Day One, Session Three

Multilayer Perceptrons with PyTorch

Mark Andrews

PyTorch

  • PyTorch is a scientific computing library built around automatic differentiation and GPU support.
  • It is the dominant research framework for deep learning.
  • The torch.nn module provides building blocks: layers, loss functions, and activations.
  • Training is explicit — you write the loop, which keeps the mechanics visible.

nn.Module

  • Every model in PyTorch is a subclass of nn.Module.
  • __init__ declares the learnable components.
  • forward defines the computation.
  • nn.Module handles parameter registration, GPU transfer, saving and loading weights.
class MLP(nn.Module):
    def __init__(self):
        super().__init__()
        self.fc1 = nn.Linear(784, 128)
        self.fc2 = nn.Linear(128, 10)

    def forward(self, x):
        x = torch.relu(self.fc1(x))
        return self.fc2(x)

nn.Linear

  • nn.Linear(in_features, out_features) is one fully-connected layer.
  • Internally it holds a weight matrix \(W\) of shape \((\text{out}, \text{in})\) and a bias vector \(b\).
  • On input \(x\) of shape \((\text{batch}, \text{in})\), it computes:

\[y = xW^T + b\]

  • Both \(W\) and \(b\) have requires_grad=True and are updated during training.

Assembling a network

  • In __init__, declare each layer as an attribute.
  • In forward, chain them together with activations in between.
  • Dimensions must be consistent: the output size of each layer must match the input size of the next.
  • nn.Sequential handles straight feedforward chains without writing forward explicitly.

Data and DataLoader

  • Dataset wraps a collection of (input, target) pairs.
  • DataLoader wraps a dataset and serves it in shuffled mini-batches.
  • torchvision provides standard image datasets including MNIST.
  • transforms.ToTensor() converts PIL images to float tensors in \([0,1]\) and reorders axes from HWC to CHW.

The training loop

Four steps, always in this order:

  1. optimizer.zero_grad() — clear accumulated gradients.
  2. loss = criterion(model(X), y) — forward pass and compute loss.
  3. loss.backward() — compute gradients.
  4. optimizer.step() — update parameters.

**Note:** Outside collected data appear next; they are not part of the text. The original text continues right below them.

Issue #8509, opened 2021-09-15
Different cache key by role


ElenaRepository:
We wanted to propose a feature to enable for managing front-end edit content.

From our tests, we noticed that in the case of active caching.

User A has the role of Administrator
User B has the role of Editor,Moderator

In the case where user A logs in, and immediately after user B logs in, user B will see all the front-end edit links of user A

If user B clicks to edit the content, the message "there is no permission to edit the content" will be correctly displayed.

As a fix we can add a flag to the outputcache settings. If the flag is active add the user role to the cache key, this way we can have a role specific cache. Cache eviction can be done when editing or deleting a role by referring to the role added to the cache key this way if permissions are changed a new cache key is created.

sebastienros:
Caching and authenticated users don't work well together. There is an option in OC to enable caching for authenticated users but it means that all users will share the cache, so in your case this option is not compatible. So either you need to disable the option and lose cache for authenticated users, or have it disabled dynamically by your feature when some "edit links" are rendered. Check if there is an extensibility point in the caching filter to do that dynamically and not just with the setting.

MatteoPiovanelli:
I renamed the issue to better explain what we are proposing.

The issue we are seeing is in the case where authenticated users, depending on their roles, need to see different "stuff" in the frontend. One example of such cases is the one described by Elena., but there are others: suppose for instance that there is a Layer that is active only for a specific role (e.g. "VIP") per https://github.com/OrchardCMS/Orchard/blob/d51418b2c11d4f3c02a8440e49e983b9bf53e374/src/Orchard.Web/Modules/Orchard.Roles/Conditions/RoleCondition.cs#L12
Users with the "VIP" role would have to see different things on their pages than users without it.

One way to do it would be to implement
https://github.com/OrchardCMS/Orchard/blob/10963275c355c23a6e67f365add4d0888770d36f/src/Orchard.Web/Modules/Orchard.OutputCache/ICachingEventHandler.cs#L6
The KeyGenerated implementation would basically add a list of the current user's roles to the cache key.
We would do this in a new feature in Orchard.Roles. This new feature will need to depend on Orchard.Roles and Orchard.OutputCache, at least.
The feature would also need to handle evicting cached content when the permissions for a role change.
(There are likely several other conditions where authenticated cached content should be evicted, but those are likely out of scope and hard to detect reliably without basically not caching anything.)
[...]

PR #8510, opened 2021-09-17
Different cache key by role

ElenaRepository:
added role in the cache key as proposed #8509


MatteoPiovanelli:
@sebastienros We put the feature in the OutputCache Module. In principle, it could go in the Orchard.Roles module (changing only dependencies). Let us know which one you prefer.

src/Orchard.Web/Modules/Orchard.OutputCache/Handlers/CacheByRoleHandler.cs
```diff
@@ -0,0 +1,84 @@
...
+using Orchard.OutputCache.Models;
+using Orchard.OutputCache.Services;
+using Orchard.Roles.Events;
+using System;
+using System.Collections;
+using System.Linq;
+
+namespace Orchard.OutputCache.Handlers {
+    [OrchardFeature("Orchard.OutputCache.CacheByRole")]
+    public class CacheByRoleHandler : IRoleEventHandler {
```
sebastienros: I'd suggest instead to create a hash based on the permissions of the role, and cache this hash. Then the ICachingEventHandler can just use this value in the key. If the permissions change, the key change, and the old cache becomes obsolete after some time. That's how we do these things in OC.

src/Orchard.Web/Modules/Orchard.OutputCache/Filters/CacheByRoleFilter.cs
```diff
@@ -0,0 +1,34 @@
...
+            _authenticationService = authenticationService;
+        }
+
+        public void KeyGenerated(StringBuilder key) {
+            var currentUser = _authenticationService.GetAuthenticatedUser();
+            if (currentUser != null) {
+                var roles = currentUser.As<UserRolesPart>().Roles;
+                if (roles.Any()) {
+                    // append roles in alphabetical order
+                    key.Append("UserRoles=" +
```
sebastienros: If you are given a `StringBuilder`, don't do you own concatenations.

src/Orchard.Web/Modules/Orchard.OutputCache/Filters/CacheByRoleFilter.cs
```diff
@@ -0,0 +1,34 @@
...
+using System.Linq;
+using System.Text;
+using System.Web.Mvc;
+using Orchard.ContentManagement;
+using Orchard.Environment.Extensions;
+using Orchard.Mvc.Filters;
+using Orchard.Roles.Models;
+using Orchard.Security;
+
+namespace Orchard.OutputCache.Filters {
```
sebastienros, line 10: I'd rather see these files in the Roles module so they don't take a direct dependency on the module. Or try to get the roles without the UserRolesPart.

MatteoPiovanelli: Looks to me all the records that would let us compute Roles and Permissions from the User are in Orchard.Roles. Even going around UserRolesPart, the "clean" way would probably be using IRepository<UserRolesPartRecord>, and possibly Join that with other stuff from the Orchard.Roles module if we want to get the Permissions (see the comment about hashing a list of those).
On the other hand, if we moved this feature in Orchard.Roles, that would create a dependency there from Orchard.OutputCache, where the ICachingEventHandler is defined.
Orchard.Roles is one of those "Core" features that cannot be disabled from the UI. That is the main reason we set the dependency up in this direction in this PR rather than the other way around.

MatteoPiovanelli: Adding to that:
The functionality would live in its own feature either way, so enabling Orchard.OutputCache or Orchard.Roles or both would not cause it to be enabled by default.

src/Orchard.Web/Modules/Orchard.OutputCache/Handlers/CacheByRoleHandler.cs
MatteoPiovanelli: I like that alternative, because it would prevent the need to evict explicitly. I have a few considerations:

- From the User, to get all Permissions for all their roles we would need to go UserRolesPartRecord -> RoleRecord (this has the Role Name, which we may need anyway) -> RolesPermissionsRecord ->PermissionRecord (out of this I think we'd need Name and FeatureName). 
- The Name of the Role may be needed to include the list of roles in the CacheKey anyway, to handle code that specifically checks for Roles rather than permissions (e.g. https://github.com/OrchardCMS/Orchard/blob/3336be6c779e0e4ca017c0cf3ff2630f5071e3a7/src/Orchard.Web/Modules/Orchard.Roles/Activities/IsInRoleActivity.cs or the rules for layers). Having the portion of the CacheKey based on the permissions would still be enough to prevent the need for explicit eviction.
- I would use, for each Permission, something like FeatureName.Name, to reduce the change of duplicates or weird corner cases.

MatteoPiovanelli: @sebastienros  could please point out the bit in OC where you are doing what you describe. At a cursory search I did not find it, and I don't know that software well enough to reliably find it by myself.
The file I found that looks more relevant to this is https://github.com/OrchardCMS/OrchardCore/blob/339d74b251b53393dd510f8ad3027aa17d78500d/src/OrchardCore/OrchardCore.Infrastructure/Cache/CacheContextProviders/RolesCacheContextProvider.cs

I was looking for an ICacheContextProvider that that dealt with Permissions and I don't see it.

ElenaRepository:
Cache evict removed for the following reasons:
- added roles and permissions in the cache key (hashed)
- added anonymous users management for cache 
- added, for authenticated users, specific key building if user is "Site Owner" (because it has no specific permissions, but roles only)
We tried different implementations and picked the best one performance-wise.

src/Orchard.Web/Modules/Orchard.OutputCache/Handlers/CacheByRoleHandler.cs
sebastienros: We are not doing it for roles, it's just the technique of using hashes as part of the key so that it doesn't need to be evicted. Using a sliding expiration (or at least some absolute one) is necessary so the values don't stay cached forever.

MatteoPiovanelli: The code in this is only contributing to the cachekey. Expiration of the cache entries is controlled elsewhere, configurable through the settings of the OutputCache already.

MatteoPiovanelli:
I'll summarize the open questions regarding this PR here, for my clarity.

The added code is its own feature in the Orchard.OutputCache Module.
Wherever this feature is, it needs dependencies on the following dlls:
- Orchard.OutputCache, because it implements an interface defined there.
- Orchard.Roles, because it queries on records defined there to find roles and permissions.
In module.txt it has dependencies on these features:
- Orchard.OutputCache, because that's where the implemented filter would be used. This isn't strictly necessary: removing it would mean the filter is useless/never invoked.
- Orchard.Roles, because we need the records from its migrations to exist.
Since Orchard.Roles is a Core feature, we decided to have the new Orchard.OutputCache.CacheByRole feature in the Orchard.OutputCache module, to avoid adding a dependency to the Orchard.OutputCache project in the Orchard.Roles project. As a conseguence, the Orchard.OutputCache project now depends on the Orchard.Roles project.
Is this ok @sebastienros ?

The added code does not affect the expiration of whatever values in output cache it is involved with. It contributes to the cachekey, but those cached pages will expire following their own rules, configured elsewhere. That logic is already in place in the Orchard.OutputCache feature.

I am not 100% sure on using GetHashCode() to hash the strings used as keys. It's fast, so that's a big plus. And we aren't persisting it anywhere, so that's fine too. On application restart the OutputCache is going to be empty, so even if the result changes it's won't be a problem. I am just slightly concerned about the possibility of collisions (https://docs.microsoft.com/en-us/archive/blogs/ericlippert/socks-birthdays-and-hash-collisions). Do you have a better recommendation?

src/Orchard.Web/Modules/Orchard.OutputCache/Filters/CacheByRoleFilter.cs
```diff
@@ -0,0 +1,151 @@
...
+            _rolesPermissionsRepo = rolesPermissionsRepo;
+            _permissionRepo = permissionRepo;
+        }
+
+        public void KeyGenerated(StringBuilder key) {
+            List<UserPermission> userRolesPermissions = new List<UserPermission>();
+            IQueryable<UserPermission> userRolesPermissionsQuery = Enumerable.Empty<UserPermission>().AsQueryable();
+            IQueryable<UserPermission> permissionsQuery = Enumerable.Empty<UserPermission>().AsQueryable();
+
+            var currentUser = _authenticationService.GetAuthenticatedUser();
```
sebastienros, line 40: That's a lot of queries. How often are they executed?

MatteoPiovanelli: The queries are being executed every request if the feature is active. Two are executed for authenticated users, and one for anonymous users.
We did a few hundred tests and this code did not seem to impact the page load time significantly.
The results of some of those queries (e.g. the ones getting permissions for "Authenticated" and "Anonymous" roles) could on principle be cached themselves, but since they didn't seem to be time critical we opted to not go through the hassle of having to evict them, because there's a lot of stuff that may affect those permissions.

MatteoPiovanelli:
@sebastienros  What do you think about this PR?

sebastienros (approved):

Issue #8516, opened 2021-12-03
Extend Users and  Roles capabilities and settings


HermesSbicego-Laser:
Starting from dev, we will work on adding these capabilities to Orchard.Users and Orchard.Roles Module:
1. Set a User to forcely change its own password at next LogOn;
2. Prevent reuse of last n password on password change; 
3. Suspend accounts that didn't logon within last n days;
3.1. the SiteOwner will never be suspended;
3.2. a flag over specific Users will prevent suspension for them;
4. Resend a confirmation e-mail if an "email unconfirmed" user try to re-register;
5. Have a dynamic permission to Assign roles : taking the idea from "Assign Role - {0}" implementation of OrchardCore https://github.com/OrchardCMS/OrchardCore/blob/main/src/OrchardCore/OrchardCore.Roles.Core/CommonPermissions.cs

sebastienros:
> Resend a confirmation e-mail if an "email unconfirmed" user try to re-register

Should do some rate limiting for this one.

MatteoPiovanelli:
> Have a dynamic permission to Assign roles : taking the idea from "Assign Role - {0}" implementation of OrchardCore

Working on that now.
Accessing a User's Edit view requires the ManageUsers Permission. The "Assign Role - {0}" permission naturally wouldn't imply that, so I would add a specific view for that functionality. Accessing that would require a way to inject a link to that action in the table of users:
![image](https://user-images.githubusercontent.com/19283945/150520646-a87238ac-1dca-4c45-84c1-2d4a0042b957.png)

MatteoPiovanelli:
I think we merged everything proposed relating to this issue, so I'll close it.

PR #8523, opened 2021-12-23
extend users and roles capabilities

MatteoPiovanelli:
Implement a bunch of things proposed in #8516 

- Option to force a user to change their password on their next logon.
- Prevent reuse of recent N passwords.
- Task to suspend inactive users.
  - Providers to prevent user suspension based on a flag or on specific roles.
- Action allowing a user to resend their confirmation email.
  - Rate limiting on this would require discussion because there are several possible "conditions" to limit rate (e.g. send max N emails in a given time; wait at least a given timespan before sending further email...).
- Flag to "protect" a user from having to change their expired password.

I'm creating the PR so that we can discuss the way @HermesSbicego-Laser and I implemented this. @sebastienros please review this and involve whoever you feel is necessary for the discussion.


MatteoPiovanelli:
to be fair, this should be merged after #8521 and #7944

sebastienros (approved):

Issue #8525, opened 2022-01-04
Updating to JQuery 3.6.0


HermesSbicego-Laser:
For dev branch, we will update JQuery to its latest stable release (3.6.0.)

HermesSbicego-Laser:
Working on this, we found the the gulp pipeline is broken. 
what we see installing it, it's that package has lots of vulnerabilities (2 low, 10 moderate, 19 high, 4 critical) and some dependencies are deprecated.
installing new versions and new dependencies results in a not working gulp.js file.
So the question is: should we use gulp anymore?
We suggest and we will work on porting the gulp pipeline to this VS extension https://marketplace.visualstudio.com/items?itemName=MadsKristensen.BundlerMinifier, https://www.talkingdotnet.com/gulp-is-no-longer-default-choice-asp-net-core/
We use it in our solutions and it works as expected.

Skrypt:
If I remember correctly, Orchard used to use BundlerMinifier and got migrated to the gulp pipeline because we could fine-tune it more. There are also dependencies that only need to be copied without getting bundled so the gulp pipeline can also do that.

Moving back to the BundlerMinifier won't fix the deprecated dependencies issue either. So, I believe this would be more regression than anything. I would try to fix the npm packages and dependencies before anything else. Because in the end, that's what's needed.

HermesSbicego-Laser:
Thanks @Skrypt for clarifying why gulp was choosen.
So, we will try to update and keep gulp pipeline. Any help will be appreciated.

MatteoPiovanelli:
@Skrypt 
Based also on your comments in #8522, what would you recommend?
We think the pipeline should be updated to a state where it works "out of the box", and it possibly easy to set up for new and custom modules/themes.

Skrypt:
What would need to be done is to use the latest LTS version of Node.js + npm and update the packages.json files up until no package deprecated are found. After that, test things manually in OC to make sure the components are still working. Because it can "transpile" without necessarily working.

That's why I said earlier that normally using the Node.js version that was used back then to transpile everything should be the easiest way to make it transpile and work.

Skrypt:
Also as part of being able to do reproducible builds, I think we should document the version of Node.js used to transpile the Gulp pipeline to avoid having this situation again in a few years. The recommendation is good for Orchard Core too.

PR #8531, opened 2022-01-18
Upgrade/8525 j query3.6 bootstrap4.6

HermesSbicego-Laser:
Upgrade to jQuery 3.6, jQueryUI 1.13 and Boostrap 4.6.1
From our tests everything seems to work correctly, if someone can take a look into this, they are welcome.
We will continue to test it during next days anyway


src/Gulpfile.js
```diff
@@ -237,7 +237,7 @@ function buildJsPipeline(assetGroup, doConcat, doRebuild) {
         ))
         .pipe(plumber())
         .pipe(gulpif(generateSourceMaps, sourcemaps.init()))
-        .pipe(typescript(typeScriptOptions))
+        .pipe(typescript(typeScriptOptions)) // typescript does not support javascript modules
```
Skrypt, line 240: Typescript should support javascript modules out of the box. I would need to see an example of what you are refering to. An alternative is to build the modules assets with whatever works and to use the gulp pipeline to copy over the bundled assets. If you want to automate that build another option is to call for example Webpack from Gulp.

src/Orchard.Web/Modules/Orchard.Layouts/Views/EditorTemplates/LayoutEditor.cshtml
```diff
@@ -26,9 +26,6 @@
     Style.Include("LayoutEditor.css", "LayoutEditor.min.css");
     Script.Include("LayoutDesignerHost.js");
 
-    // The grid system.
-    Style.Include("default-grid.css");
```
Skrypt, line 30: This removes probably extensibility.

sebastienros: Is that related to the `Parent: Row` thing? People use it on the front-end for custom themes.

MatteoPiovanelli: This is only in the editor shape for layouts.
I think for front-end you are referring to what's in TheThemeMachine theme? That's a separate css file (with the same name and perhaps same content) that is included in the layout there.

Here in the backoffice editor for the layout, the content of that stylesheet "conflicts" with bootstrap's grid system. I would argue that the stylesheet itself should also be removed from Orchard.Layouts.
In case someone would want to extend styling for this editor, as it is, they would have to go in the sources and change that stylesheet, and at that point one might as well add a `Style.Include("my-new.css");` line in LayoutEditor.cshtml.

src/Gulpfile.js
MatteoPiovanelli: I am talking specifically about gulp-typescript here, because I'm not familiar enough with typescript to make blanket statements.
Typescript does support javascript modules, as long as there also are other dependencies. I mean to say that the transpilation step for modules that are written in .js files results in javascript that depends on other libraries.
For example, it could create javascript that depends on system.js, or amd.js, but doesn't seem to be able to produce javascript that stands on its own. The specific library the js will depend on is "selected" by a property in typeScriptOptions, but the library itself is not automatically included (it would be hard to do so at this stage), so the end result is that the resulting js fails to execute.

src/Orchard.Web/Modules/Orchard.Layouts/Views/EditorTemplates/LayoutEditor.cshtml
sebastienros: Should not be removed from Orchard.Layouts, because that's the default to use when it's not themed. If there is a conflict on the admin, then we need to ensure that all existing classes are also in bootstrap. Or change the names of the classes to they don't collide.

src/Gulpfile.js
Skrypt: Have you tried updating gulp-typescript?
"gulp-typescript": "3.1.4",

Because as you can see here :  

https://github.com/OrchardCMS/OrchardCore/blob/5310bdb49797e9db02f3107ea9c0feb270e92346/package.json#L54

We are using a newer version. And also, when you say that it produces a non-working javascript file maybe that's because we were back then using a lower version of TypeScript too. So, one thing that could be done here is to try updating TypeScript to the latest version and try to transpile manually these modules assets. Then, if it works, update the gulp-typescript version to the latest version too, and see if that works.

We would need to update the Documentation about the Gulp pipeline so that we know which exact version everything was built with including the TypeScript version used on the system it was built with.

Skrypt: Basically it should support TypeScript 2.2.0

https://github.com/ivogabe/gulp-typescript/pull/457/files#diff-7ae45ad102eab3b6d7e7896acd08c427a9b25b346470d7bc6507b6481575d519R83

BenedekFarkas:
It sucks that we left this PR here, but what do you think about upgrading to 3.7 now too?

HermesSbicego-Laser:
I comment on this PR in order to resume it and try to finalize the work.
@BenedekFarkas @Skrypt @sebastienros how could we proceed to make this PR part of the dev branch?

BenedekFarkas:
I'd prefer to merge it with the affected libraries updated to the latest stable version (I can help with that). We'll also need some time to test it in a client project (although that's already using jQuery 3.6 for custom components). But this really is a much-needed update!

HermesSbicego-Laser:
@BenedekFarkas can we plan a dedicated meeting to bring this PR to 1.10.x or dev? In particular we are not able to make the gulp pipeline working properly see #8525.

BenedekFarkas:
> @BenedekFarkas can we plan a dedicated meeting to bring this PR to 1.10.x or dev? In particular we are not able to make the gulp pipeline working properly see #8525.

Yes, sounds good! Sometime next week works for me, I'll check out the corresponding issue(s)/PR(s) and get back to you!

MatteoPiovanelli:
@BenedekFarkas I'll ping you on Gitter so we can sync for a call

BenedekFarkas:
Sorry, I don't really use Gitter - BTW on the topic of communications, if you and/or your team use Discord, then I'd prefer that, and we can set up a channel there just for preparing for 1.11.

HermesSbicego-Laser:
> Sorry, I don't really use Gitter - BTW on the topic of communications, if you and/or your team use Discord, then I'd prefer that, and we can set up a channel there just for preparing for 1.11.

Hi @BenedekFarkas I can propose you to join us on Discord next tuesday at 11AM Italian time.
Please contact me at hermes.sbicego(at)laser-group.com for sharing details

BenedekFarkas:
@HermesSbicego-Laser I had to update jQueryUI to 1.13.2 on dev earlier, because some admin UI features were broken, see 8dec61baaba9828ac02214f4dde68e2506b9a8ff. Can you please revert the jQueryUI changes in this PR and merge from dev? If you can't work on it now, then I can do that too (but I'll need to push the changes into a new branch in the Orchard repo).

BenedekFarkas:
I'll continue working on this in #8848.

These four lines are the same regardless of model architecture, dataset, or task.

Evaluation

  • Call model.eval() before measuring accuracy — disables dropout and any other training-specific behaviour.
  • Wrap inference with torch.no_grad() to suppress gradient tracking, saving memory and time.
  • preds = model(X).argmax(dim=1) picks the class with the highest logit for each sample.

skorch

  • skorch wraps PyTorch models in a scikit-learn compatible interface.
  • Pass the model class (not an instance) to NeuralNetClassifier.
  • Call .fit(X_train, y_train) — no loop required.
  • .score(X_test, y_test) evaluates accuracy.
  • The result slots directly into GridSearchCV, Pipeline, and other scikit-learn tools.